Is there a well defined notion of 'before' and 'after' in finite state machines?

Question

When working with finite state machines, is there or can there be a well defined concept of 'before' and 'after'.

The ordering would, for example, tell me that one state is always considered to be 'before' another state, in the sense that any sequence of transitions through a state machine from some start state, to some end state, must always encounter a particular state before some other state.

I think these would be partial orders on the states of the machine. Sometimes two states would be neither before or after each other.

The particular problem I am trying to solve, is for field validations on items being passed through a workflow, defined as a state machine. If some field must be present in a particular state, it must also be present in states considered to come 'after' that state.

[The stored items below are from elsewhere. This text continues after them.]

PR #456, opened 2024-11-04
feat(ecmascript): Implement `parseInt`

eliassjogreen:


nova_vm/src/ecmascript/builtins/global_object.rs
```diff
@@ -725,15 +728,119 @@ impl GlobalObject {
...
+            if radix == 10 && string.is_number() {
+                return Ok(string);
+            }
+        }
+
+        // 1. Let inputString be ? ToString(string).
+        let s = to_string(agent, gc.reborrow(), string)?;
+        let s = s.as_str(agent).to_owned();
+
+        // 2. Let S be ! TrimString(inputString, start).
```
aapoalas, line 772: **suggestion:** Because steps 2, 3, 4, 5 cannot throw they cannot be observed. As such, we can move them freely. If we move them to happen after step 6, we can also move `let s = s.as_str(agent)` to happen after `r = to_int32(agent, gc, radix)?`. That then means that we do not need the `to_owned` heap copy anymore and can operate entirely on a borrowed string.

nova_vm/src/ecmascript/builtins/global_object.rs
```diff
@@ -725,15 +728,119 @@ impl GlobalObject {
...
+        // 14. Let mathInt be the integer value that is represented by Z in
+        //     radix-R notation, using the letters A through Z and a through z
+        //     for digits with values 10 through 35. (However, if R = 10 and Z
+        //     contains more than 20 significant digits, every significant
+        //     digit after the 20th may be replaced by a 0 digit, at the option
+        //     of the implementation; and if R is not one of 2, 4, 8, 10, 16,
+        //     or 32, then mathInt may be an implementation-approximated
+        //     integer representing the integer value denoted by Z in radix-R
+        //     notation.)
+        let math_int = i128::from_str_radix(z, r).unwrap() as f64;
```
aapoalas, line 835: **suggestion:** We should try to avoid the f64 conversion if at all we can. Some `try_from` shenanigans would probably be a good idea here to try and avoid that. Also, for `r = 10` and `r = 2` various optimisations based on the length of `z` may be beneficial.

eg. `r = 10` if `z` length is less than 16 then we're guaranteed a safe integer value. If less than 3 then it's a guaranteed u8. If less than 5 then u16. So on. Same sort of logic can be used for `r = 2`.

aapoalas (approved):
LGTM! I had some suggestions.

nova_vm/src/ecmascript/builtins/global_object.rs
eliassjogreen: Implemented these fun fast-paths for most known safe integer values, and a macro for easily adding more if the need arises for any common radixes.

nova_vm/src/ecmascript/builtins/global_object.rs
eliassjogreen: Fixed!

eliassjogreen:
Ready to merge :)

I did a bunch of micro benchmarks on the different combinations of matchers and found that they were all within a very small margin but found that the one which can be found pushed was the fastest by 0.33%:
```
  ./target/release/nova_cli_fast eval scripts/parseInt/fast.js ran
    1.02 ± 0.33 times faster than ./target/release/nova_cli_fast_slimmer eval scripts/parseInt/fast.js
    1.02 ± 0.33 times faster than ./target/release/nova_cli_slow eval scripts/parseInt/fast.js
    1.02 ± 0.32 times faster than ./target/release/nova_cli_fast_slim_unwrap_unsafe eval scripts/parseInt/fast.js
    1.05 ± 0.32 times faster than ./target/release/nova_cli_fast_unwrap_unsafe eval scripts/parseInt/fast.js
    1.05 ± 0.34 times faster than ./target/release/nova_cli_fast_slim eval scripts/parseInt/fast.js
```
Might be statistically insignificant and might even compile down to the same machine code but was pretty consistently a tiiiiny bit better so thats what we have.

nova_vm/src/ecmascript/builtins/global_object.rs
```diff
@@ -725,15 +728,180 @@ impl GlobalObject {
...
+            || string.is_empty_string()
+        {
+            return Ok(Value::nan());
+        }
+
+        // OPTIMIZATION: If the string is a number and the radix is 10, return the number.
+        if let Value::Integer(radix) = radix {
+            let radix = radix.into_i64();
+            if radix == 10 && string.is_number() {
+                return Ok(string);
```
aapoalas, line 764: **issue (nonblocking): I forgot that I had tried this, but this fast path is wrong for non-integers. I'm not 100% sure on this but probably this is equal to a `trunc` call. Eg. `parseInt(Math.PI) === 3` IIRC.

It is possible in the workflows, that items can be moved back into earlier states. For example, an item may go through a workflow and be 'published' but later un-published to be re-worked, and then put back through a workflow to be published again. There are edges in state machine that move forward towards end states, but also edges that move backwards towards start states. Given that, can I still define some sensible 'before' and 'after' relationships between states?

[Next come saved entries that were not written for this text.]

PR #457, opened 2024-11-04
feat(heap): Implement a simple string interner

eliassjogreen:
A quite simple implementation of a string interner as a `AHashMap<StringHeapData, StringIndex>` lookup table. Seems to be broken and breaking tests, probably for a good reason. Ideally I would like the lookup table to not take `StringHeapData` as the key and instead take something like `&'a str` but that would require a lifetime for the heap. Far from mergeable as is.

> [!WARNING]
> Needs to be implemented using a `HashTable<...>` instead. See `Map`/`Set` for reference.

Greatly speeds up operations where there are lots of strings.


eliassjogreen:
Got stuck trying to implement it using `HashTable`. May re-open in the future if.

PR #459, opened 2024-11-10
feat(ecmascript): Implement `parseFloat`

eliassjogreen:
Uses [fast_float](https://docs.rs/fast-float/latest/fast_float/).


nova_vm/src/ecmascript/builtins/global_object.rs
```diff
@@ -719,14 +719,72 @@ impl GlobalObject {
...
+        }
+
+        if trimmed_string.starts_with("-Infinity") {
+            return Ok(Value::neg_inf());
+        }
+
+        // This check is used to prevent fast_float from parsing "inf", "+inf" as Infinity and "-inf" as -Infinity.
+        // Copied from boa. Source https://github.com/boa-dev/boa/blob/main/core/engine/src/builtins/number/globals.rs#L314-L319
+        // Copyright (c) 2019 Jason Williams
+        let trimmed_string_prefix = trimmed_string
```
aapoalas, line 764: **issue:** I think we should to avoid the string heap copy here. We could either copy the first four bytes onto the stack (and do the lowercasing manually), or perhaps just manually check the first four bytes in a helper function.

It might also be worth it to only do this after we parse float and if we get an infinite result.

eliassjogreen: Done!

nova_vm/src/ecmascript/builtins/global_object.rs
```diff
@@ -719,14 +719,65 @@ impl GlobalObject {
...
+            return Ok(Value::neg_inf());
+        }
+
+        if let Ok((f, len)) = fast_float::parse_partial::<f64, _>(trimmed_string) {
+            if len == 0 {
+                return Ok(Value::nan());
+            }
+
+            // NOTE: This check is used to prevent fast_float from parsing "inf", "+inf" as Infinity and "-inf" as -Infinity.
+            if f.is_infinite() {
```
aapoalas, line 767: **praise:** Oh nice! The `eq_ignore_ascii_case` API is a steal of a find here! Great stuff!!!

aapoalas:
Damn, seems like a strict equality comparison isn't enough as "infinity" also must not parse into Infinity.

eliassjogreen:
Dang, pushed a fix.

aapoalas:
Thank you very much! Awesome work! <3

What I am trying to ask is, in state machine theory, is there a standard definition of what 'before' and 'after' mean that I can use to implement these functions?

Answer 1

I don't think you can make definite assumptions for the general graph.

Some edges might bypass a Node, so it is not clear if the Node was visited or not. The state machine is like a map of possibilities.

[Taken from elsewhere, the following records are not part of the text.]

PR #461, opened 2024-11-14
feat(ecmascript): Array.prototype.unshift

CarrotzRule123:
This PR implements `Array.prototype.unshift`


load1n9 (changes requested):
run `cargo fmt` but other than that lgtm!

tests/expectations.json
```diff
@@ -457,22 +457,12 @@
...
   "built-ins/Array/prototype/unshift/S15.4.4.13_A2_T1.js": "CRASH",
   "built-ins/Array/prototype/unshift/S15.4.4.13_A2_T2.js": "CRASH",
-  "built-ins/Array/prototype/unshift/S15.4.4.13_A2_T3.js": "CRASH",
   "built-ins/Array/prototype/unshift/S15.4.4.13_A3_T2.js": "CRASH",
-  "built-ins/Array/prototype/unshift/S15.4.4.13_A4_T1.js": "CRASH",
-  "built-ins/Array/prototype/unshift/S15.4.4.13_A4_T2.js": "CRASH",
-  "built-ins/Array/prototype/unshift/call-with-boolean.js": "CRASH",
-  "built-ins/Array/prototype/unshift/clamps-to-integer-limit.js": "CRASH",
-  "built-ins/Array/prototype/unshift/length-near-integer-limit.js": "CRASH",
+  "built-ins/Array/prototype/unshift/clamps-to-integer-limit.js": "TIMEOUT",
```
eliassjogreen, line 463: Does this pass when running `cargo run --release --bin test262 -- eval-test built-ins/Array/prototype/unshift/clamps-to-integer-limit.js`? In that case we can remove it from the expectations and add it to the `skip.json`

CarrotzRule123: It still gives `TIMEOUT` though

eliassjogreen: Huh, really slow test... It's probably fine to leave then

nova_vm/src/ecmascript/builtins/indexed_collections/array_objects/array_prototype.rs
```diff
@@ -3084,14 +3084,85 @@ impl ArrayPrototype {
...
+                    // 2. Perform ? DeletePropertyOrThrow(O, to).
+                    delete_property_or_throw(agent, gc.reborrow(), o, to)?;
+                }
+                // vi. Set k to k - 1.
+                k -= 1;
+            }
+            // d. Let j be +0𝔽.
+            let mut j = 0;
+            // e. For each element E of items, do
+            for e in items.iter() {
```
load1n9, line 3147: ik the instructions say to use an iterator as such but clippy hates this so maybe
do something like `for (j, e) in items.iter().enumerate()`

nova_vm/src/ecmascript/builtins/indexed_collections/array_objects/array_prototype.rs
```diff
@@ -3084,14 +3084,85 @@ impl ArrayPrototype {
...
+                // i. Perform ? Set(O, ! ToString(j), E, true).
+                set(agent, gc.reborrow(), o, j.try_into().unwrap(), *e, true)?;
```
load1n9, line 3149: clippy is giving up an error here as well, if we cant fix it `#[allow(clippy::unnecessary_fallible_conversions)]` this should work

load1n9 (changes requested):
other than the issues below  lgtm!

nova_vm/src/ecmascript/builtins/indexed_collections/array_objects/array_prototype.rs
aapoalas: Just `into()`

load1n9: yeah that seems to work on my end

nova_vm/src/ecmascript/builtins/indexed_collections/array_objects/array_prototype.rs
aapoalas: **issue:** Yeah, just use `.enumerate()` to get the `j` index.

tests/expectations.json
aapoalas: Ah yeah, it's a very valid timeout. The test checks if we create an object like: `{ length: 2 ** 53 }` then does the unshift try every single index in the range `0..length` or does it have some short-cut that it takes, seeing that the object and its prototypes have no indexed properties.

That being said, it's also the sort of stuff that is just _stupid_ and I hate that it exists :D

tests/expectations.json
```diff
@@ -457,22 +457,12 @@
   "built-ins/Array/prototype/toSpliced/unmodified.js": "CRASH",
   "built-ins/Array/prototype/toString/non-callable-join-string-tag.js": "CRASH",
   "built-ins/Array/prototype/unshift/S15.4.4.13_A1_T1.js": "CRASH",
-  "built-ins/Array/prototype/unshift/S15.4.4.13_A1_T2.js": "CRASH",
   "built-ins/Array/prototype/unshift/S15.4.4.13_A2_T1.js": "CRASH",
   "built-ins/Array/prototype/unshift/S15.4.4.13_A2_T2.js": "CRASH",
-  "built-ins/Array/prototype/unshift/S15.4.4.13_A2_T3.js": "CRASH",
   "built-ins/Array/prototype/unshift/S15.4.4.13_A3_T2.js": "CRASH",
```
aapoalas, line 462: **issue (nonblocking):** It seems we're not treating negative lengths in the way that the spec expects. Not sure where the issue lies though. This is the code it's running:

```js
var obj = {};
obj.unshift = Array.prototype.unshift;
obj[0] = "";
obj.length = -4294967295;

var unshift = obj.unshift("x", "y", "z");
```

Could you check what the crash is coming from using `eval-test` and/or a small test file like a `test.js`? And if the issue is in the unshift implementation then of course fix it. If it is not, then possibly make an issue about it.

nova_vm/src/ecmascript/builtins/indexed_collections/array_objects/array_prototype.rs
```diff
@@ -3084,14 +3084,85 @@ impl ArrayPrototype {
...
-        _this_value: Value,
-        _: ArgumentsList,
+        agent: &mut Agent,
+        mut gc: GcScope<'_, '_>,
+        this_value: Value,
+        items: ArgumentsList,
     ) -> JsResult<Value> {
-        todo!();
+        // 1. Let O be ? ToObject(this value).
+        let o = to_object(agent, this_value)?;
```
aapoalas, line 3105: **suggestion:** It's possible to add a fast-path here if `this_value` is an Array and it is trivial (contains no non-default descriptors, so no getters, setters, or unwritable, unconfigurable, or unenumerable properties) and dense (contains no holes), and its length property is writable. We'll first need to do a `array.reserve(agent, array.len() + items.len())`, then change the length, access the memory as a mutable slice, copy within it to move old items towards the end, and finally copy data from `items` to the beginning of the memory slice.

aapoalas (changes requested):
Hello and welcome to the Nova project! Thank you very much for taking the time to write this function! <3

Clippy had two issues, we'll want to fix those. Aside from those it seems that negative object lengths (maybe?) give the implementation some issues. Some test262 tests that we would expect to pass do not pass. So we'd like to fix that as well before we merge.

Code-wise, there's a fast path you could add if you want. I found no code issue though, looks really good! Great job, and thank you again! Great to have you here <3

nova_vm/src/ecmascript/builtins/indexed_collections/array_objects/array_prototype.rs
```diff
@@ -3084,14 +3084,107 @@ impl ArrayPrototype {
...
+        // 4. If argCount > 0, then
+        if arg_count > 0 {
+            // a. If len + argCount > 2**53 - 1, throw a TypeError exception.
+            if (len + arg_count as i64) > SmallInteger::MAX_NUMBER {
+                return Err(agent.throw_exception_with_static_message(
+                    ExceptionType::TypeError,
+                    "Array length overflow",
+                ));
+            }
+            if let Value::Array(array) = this_value {
```
aapoalas, line 3119: **issue:** Sorry I didn't notice this at first, but the fast path should be at the very beginning of the function: Before even doing `o = to_object` etc. What we want to optimise for is something like `[b,c,d].unshift(a)` as that is the common case, and there the `to_object` call is just going to return `this_value` directly anyway so that call isn't useful.

nova_vm/src/ecmascript/builtins/indexed_collections/array_objects/array_prototype.rs
```diff
@@ -3084,14 +3084,107 @@ impl ArrayPrototype {
...
+                // Fast path: Array is dense and contains no descriptors. No JS
+                // functions can thus be called by unshift.
+                if array.is_trivial(agent) && array.is_dense(agent) {
```
aapoalas, line 3122: **issue:** I think the array's length value needs to be writable as well, and should be checked here.

aapoalas (changes requested):
Minor issue with the placement of the fast path (and checking for length writability) but otherwise looks perfect to me. Thank you! <3

nova_vm/src/ecmascript/builtins/indexed_collections/array_objects/array_prototype.rs
```diff
@@ -3101,6 +3101,35 @@ impl ArrayPrototype {
         this_value: Value,
         items: ArgumentsList,
     ) -> JsResult<Value> {
+        // Fast path: Array is dense and contains no descriptors. No JS
+        // functions can thus be called by unshift.
+        if let Value::Array(array) = this_value {
+            if array.is_trivial(agent)
+                && array.is_dense(agent)
+                && agent[array].elements.len_writable
```
aapoalas, line 3109: **issue:** Before going into this branch, we should also check that `len + arg_count <= u32::MAX`. The `some_usize as u32` doesn't saturate (clamp itself to the maximum value) but instead wraps around (ignores highest bits).

Right now, trying to unshift more data into the Array than can be indexed using u32 will cause a panic.

CarrotzRule123: Fixed by https://github.com/trynova/nova/pull/461/commits/ee619df0d1365259f4cd97a444d652c96aa23894

aapoalas: **issue:** Instead of that, do this:
```rs
if let Value::Array(array) = this_value {
  let len = array.len(agent);
  let arg_count = items.len();
  let final_len = u32::try_from(len + arg_count);
  if final_len.is_some() && array.is_trivial(agent) && array.is_dense(agent) && array.length_writable(agent) {
   // ...
```
(The last `length_writable` would be a worthwhile addition to the Array's API :) )

We need to make sure that the final length can be expressed as a `u32`; you only checked that it is within `u53`. And of course, we don't want to throw an error if we're eg. 1 over `u32::MAX`, that wouldn't be correct according to the spec. We'll just take the slow path in that case.

aapoalas (dismissed):
Looks good to me! If you want to fix the nitpicks then please do, otherwise I'll merge this a bit later.

Thank you very much for your time, patience, and work and welcome to the contributors list :)

CarrotzRule123:
Thanks for all the detailed explanations!
Also, thanks for taking the time and patience to review my code!

load1n9 (approved):
LGTM!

Speaking of maps, you usually take the opportunities offered by a map one after the other. While the location itself has no notion of time, your visit of them certainly does.

Applying that to your state machine means that you create another graph that represents the ordered list of states visited and transitions used.

This graph (list) is never cyclic, even if the state machine is, because happening one after the other makes each visit of a Node (even those to the same Node) unique. This allows you to declare one Node to be before another one, if it is closer to the starting Node in the "visited states graph" than the other Node. "closer" means "it takes less transitions to get there"

Answer 2

If you're interested in having different behaviour and/or tracking as part of the state whether a particular state has ever been visited, you can duplicate all of your possible states and then change all the transitions from the state of interest to the new duplicate of its original destination.

For example, consider the FSM with four states A, B, C and D, and the following transitions:

A -> B
B -> C
B -> D
C -> A

D is an end state

If we wanted to treat the result differently depending on whether or not C is visited we can change it to have 8 states, A..D and A'..D', with transitions:

A -> B
B -> C
B -> D
C -> A'
A' -> B'
B' -> C'
B' -> D'
C' -> A'

We can then say that A'..D' are after C, while A, B and D are before C.